Asegura que “la tirada del CNI no es tanto llegar al 2018, sino ir más allá. Nuestra lucha es por la vida, no sólo por México, sino por todo el mundo, porque los problemas que pasan aquí ocurren en otros lugares. El sistema capitalista es como un monstruo que está queriendo chupar y chupar, destruir, acabar, exterminar a los pueblos para quedarse con esa riqueza que tienen y ya no estamos dispuestos a permitirlo”.

Ha recorrido ya varios estados del país difundiendo la propuesta del Concejo Indígena de Gobierno y buscando las firmas que requiere para obtener el registro como candidata independiente a la Presidencia y no ha sido fácil; de acuerdo con el INE, a cien días de iniciada esta tarea, Marichuy alcanza casi los 178 mil apoyos de las 886 mil 593 que necesita.

Habla en cada comunidad de la necesidad de articular las luchas para “derribar el sistema capitalista, el de los ricos que quieren solamente el capital de los pueblos y sus tierras”.

Refiere la historia, los cientos de dolores que ha ido recogiendo a lo largo y ancho de la nación en donde el despojo, el hambre, la violencia son la constante, pero también de esperanza, de la vida que hay que defender; “se trata de irrumpir en este escenario, de echarles a perder la fiesta a los de arriba, a fin de cuentas ellos ya saben quién va a quedar nada más hacen un disimulo para asegurarse”.

Una advertencia es constante a lo largo de su camino: “los pueblos indígenas organizados ya no estamos dispuestos a permitir que nos sigan agrediendo y en esto siempre nos hemos jugado la vida”.

Apenas el domingo pasado, al salir de Santa María Ostula, en Michoacán, la prensa que acompaña su caravana fue agredida por un grupo armado que despojó a los periodistas de sus cámaras de sus equipos de trabajo, ella, el CIG, el CNI, conocen los riesgos, pero no se arredran.

En este paso político, los pueblos indígenas se juegan la vida. “De por sí ya ocurre que algunas comunidades han sido violentadas, ha habido muchos muertos, desaparecidos, encarcelados, entonces si nos están matando, ¿que no lo puedan hacer ahora? Los que estamos en este caminar, sabemos lo que nos puede pasar y si vamos luchando por la vida pues implica que varios nos quieran ver fuera de esto. Entonces, igual nos puede pasar saliendo de nuestra casa. ¿Por qué no hacer algo? Y si nos va a pasar algo que sea algo por el bien de todos los demás”.

Aunque constantemente está en la Ciudad de México, la semana pasado tuvo un segundo acto público aquí.
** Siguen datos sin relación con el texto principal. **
PR #744, opened 2017-06-18
Adds support for mirroring localized versions of the Tor Browser Bundle

alimakki:
In order to support mirroring localized versions of Tor, steps taken from the `download-and-verify` task were unrolled and modified into three distinct steps specifically for Tor:

1. `tor-common`&nbsp;&nbsp;&nbsp;&nbsp;- Determining the recommended TBB version and registering the GPG keys
2. `tor-download`&nbsp;- Downloads TBB for the locales defined in `streisand_languages`
3. `tor-verify`&nbsp;&nbsp;&nbsp;&nbsp;- Integrity verification 

Furthermore, the download task is gated only to available locales that TBB supports defined as `tor-available-locales`.

### DIFF
--- a/playbooks/roles/streisand-mirror/tasks/tor-common.yml
+++ b/playbooks/roles/streisand-mirror/tasks/tor-common.yml
@@ -1,0 +1,42 @@
+---
+
+- name: Make the directory where the Tor Project's mirrored files will be stored
+  file:
+    path: "{{ tor_mirror_location }}"
+    owner: www-data
+    group: www-data
+    mode: 0755
+    state: directory
+
+- name: Discover the latest stable version of the Tor Browser Bundle
+  # The Python code below can be cleaned up once the Tor Project has
+  # finished transitioning away from putting the OS suffix in the
+  # RecommendedTBBVersions file. This check should work with both
+  # formats though.
+  #
+  # https://trac.torproject.org/projects/tor/ticket/8940#comment:28
+  shell: curl -s 'https://www.torproject.org/projects/torbrowser/RecommendedTBBVersions' | python -c 'import json; import re; import sys; j = json.load(sys.stdin); print [re.sub(r"-.*$", "", tbb) for tbb in j if "a" not in tbb and "b" not in tbb][-1];'
+  args:
+    warn: no
+  register: tor_latest_recommended_check
+
+- name: Set the target Tor Browser Bundle version
+  set_fact:
+    tor_browser_bundle_version: "{{ tor_latest_recommended_check.stdout }}"
+
+- name: "Import GPG key ID {{ tor_browser_developers_key_id }} for verifying {{ tor_project_name }} downloads"
+  command: gpg --keyserver {{ gpg_key_server_address }} --recv-keys {{ tor_browser_developers_key_id }}
+  register: gpg_recv_keys_result
+  until: gpg_recv_keys_result | success
+  retries: 10
+  delay: 5
+
+- name: Register the GPG Key fingerprint output
+  command: gpg --fingerprint {{ tor_browser_developers_key_id }}
+  register: retrieved_fingerprint
+
+- name: Make sure the retrieved fingerprint perfectly matches the expected fingerprint
+  assert: { that: "tor_browser_developers_expected_fingerprint in retrieved_fingerprint.stdout" }
+
+- name: Include the mirror variables for Tor Browser Bundle
+  include_vars: tor-mirror.yml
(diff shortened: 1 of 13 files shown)


playbooks/roles/streisand-mirror/tasks/tor-common.yml
```diff
@@ -0,0 +1,42 @@
...
+    state: directory
+
+- name: Discover the latest stable version of the Tor Browser Bundle
+  # The Python code below can be cleaned up once the Tor Project has
+  # finished transitioning away from putting the OS suffix in the
+  # RecommendedTBBVersions file. This check should work with both
+  # formats though.
+  #
+  # https://trac.torproject.org/projects/tor/ticket/8940#comment:28
+  shell: curl -s 'https://www.torproject.org/projects/torbrowser/RecommendedTBBVersions' | python -c 'import json; import re; import sys; j = json.load(sys.stdin); print [re.sub(r"-.*$", "", tbb) for tbb in j if "a" not in tbb and "b" not in tbb][-1];'
```
cpu: What do you think about refactoring this into a script file copied to & invoked from the host with a `cmd` task? I think it will improve readability and let you do error handling in a more flexible way than as this one-liner within the task.

playbooks/roles/streisand-mirror/tasks/tor-common.yml
```diff
@@ -0,0 +1,42 @@
...
+  args:
+    warn: no
+  register: tor_latest_recommended_check
+
+- name: Set the target Tor Browser Bundle version
+  set_fact:
+    tor_browser_bundle_version: "{{ tor_latest_recommended_check.stdout }}"
+
+- name: "Tor Browser Developers signs the {{ tor_project_name }} downloads. Import the correct GPG key."
```
cpu: Personally I find the "XXX signed the YYYY" wording/output strange though I know it's an established paradigm in Streisand. Would you be open to changing this `name` line to something like:
`"Import the {{ tor_browser_developers_key_id }} GPG key for verifying {{ tor_project _name }} downloads"`?

playbooks/roles/streisand-mirror/tasks/tor-common.yml
```diff
@@ -0,0 +1,42 @@
...
+  command: gpg --keyserver x-hkp://pool.sks-keyservers.net --recv-keys {{ tor_browser_developers_key_id }}
```
cpu: Is this the same `--keyserver` we use elsewhere? Could you put it in a var?

playbooks/roles/streisand-mirror/tasks/tor.yml
```diff
@@ -1,40 +1,17 @@
...
-      args:
-        warn: no
-      register: tor_latest_recommended_check
+    - include: tor-common.yml
 
-    - name: Set the target Tor Browser Bundle version
-      set_fact:
-        tor_browser_bundle_version: "{{ tor_latest_recommended_check.stdout }}"
+    - include: tor-download.yml
+      with_items: "{{ streisand_languages.keys() | map('regex_replace', 'en', 'en-US') | list }}"
```
cpu: Would it be worthwhile renaming the Streisand "en" to "en-US"? IIRC we don't rely on it being "en" and that would be one less replace to run.

playbooks/roles/streisand-mirror/tasks/tor-common.yml
alimakki: Done!

playbooks/roles/streisand-mirror/tasks/tor-common.yml
alimakki: Done!

playbooks/roles/streisand-mirror/tasks/tor.yml
alimakki: I took a slightly different approach, instead creating a new value in the `streisand-languages` as `tor-locale`. Any thoughts?

playbooks/roles/streisand-mirror/tasks/tor-common.yml
alimakki: I agree that it should be refactored; I'll be working on another PR to perform a check against Tor for the available TBB locales, and refactor version check along with that.

cpu: Awesome! Thanks!

playbooks/roles/streisand-mirror/tasks/tor.yml
cpu: that works for me

tests/group_vars/all/all
```diff
@@ -27,3 +27,5 @@ libreswan_compilation_dependencies_trusty:
   - libunbound-dev
   - make
   - pkg-config
+
+gpg_key_server_address: "x-hkp://pool.sks-keyservers.net"
```
cpu: I opened https://github.com/jlund/streisand/issues/750 to remember that we should figure out a way to not have to do this duplication going forward.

El primero fue el pasado 28 de noviembre en la explanada de Rectoría de la Universidad Nacional Autónoma de México (UNAM), en donde fue cobijada por estudiantes y académicos universitarios, algunos de ellos la han acompañado en este recorrido.

En su segundo encuentro público, asistió al Hemiciclo a Juárez para encontrarse con la asamblea de redes delegacionales, sectoriales e individuos y adherentes a la Sexta Declaración de la Selva Lacandona.

Marichuy ha caminado junto a las comunidades indígenas del país, pero también ha visitado ciudades en donde, si bien el apoyo se ha visto limitado, ha encontrado coincidencias que pueden unificarse.

“Pueden hacer cualquier chuecura, cualquier jugada, nos van a poner trabas pero eso no importa, vamos a seguir construyendo algo que nos hemos propuesto y por eso lo hemos dicho de los votos, voten o no voten lo importante es la organización desde abajo, conforme los principios del EZLN”.

María de Jesús Patricio Martínez deja muy claro que ella es la vocera de los pueblos, que las decisiones son de la totalidad de los concejales que conforman el Concejo Indígena de Gobierno y mira que la situación de los pueblos es mucho más agresiva ahora, hay más muertos, desaparecidos, encarcelados, más destrucción en su territorio.

El trabajo de María de Jesús se intensifica, ya falta menos de un mes para que concluya el plazo para la recolección de firmas y pueda aparecer en la boleta electoral y, aunque este camino es cuesta arriba, asegura que después del 2018 debe quedar una fuerte organización desde abajo, un movimiento articulado con más sectores de la sociedad civil que coincidan en que en este proyecto “tenemos que darnos la mano y articularnos para poder derribar juntos a este sistema”.